◆ **Exercise aim**: Take the line with "For #3, the" as the first line and the last line of the data as the final one. Write out those lines exactly, and no others.

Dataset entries
PR #330, opened 2025-04-12
Assorted UI fixes to map

mapmeld:
1. Undo and Redo tooltips should appear separately

Screenshot 2025-04-12 at 4 55 45 PM

2. I don't know if this is better fixed on the DB side, but the Alaska map should not zoom out to the whole world. I wasn't able to test this locally

3. As discussed on Slack, it's hard to get some small blocks on the WV map, I believe this is because we deactivate painting while the cursor/center is outside the interactive blocks, so you could be swiping across the map and not getting as good coverage on the state border. This event is still useful to remove highlighting after your mouse fully leaves the state / map / window

### DIFF
--- a/app/src/app/components/Map/Map.tsx
+++ b/app/src/app/components/Map/Map.tsx
@@ -1,5 +1,5 @@
 'use client';
-import type {LngLatBoundsLike, MapLayerEventType} from 'maplibre-gl';
+import type {MapLayerEventType} from 'maplibre-gl';
 import maplibregl from 'maplibre-gl';
 import 'maplibre-gl/dist/maplibre-gl.css';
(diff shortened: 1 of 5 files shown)


nofurtherinformation:
Thanks for these fixes @mapmeld !

Great catch on #1. 

For #2, this is on the database side when we generate the DistrictrMap views -- we should fix this there and avoid one-off fixes in the components. 

For #3, the issue is the small geometries do not render when zoomed out. I think we should keep the current painting behavior. If we don't interrupt the painting event when it leaves the canvas, it can create the situation where the brush is stuck on

nofurtherinformation (approved):
lgtm! thank you!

◆ **Task result**:
For #3, the issue is the small geometries do not render when zoomed out. I think we should keep the current painting behavior. If we don't interrupt the painting event when it leaves the canvas, it can create the situation where the brush is stuck on

nofurtherinformation (approved):
lgtm! thank you!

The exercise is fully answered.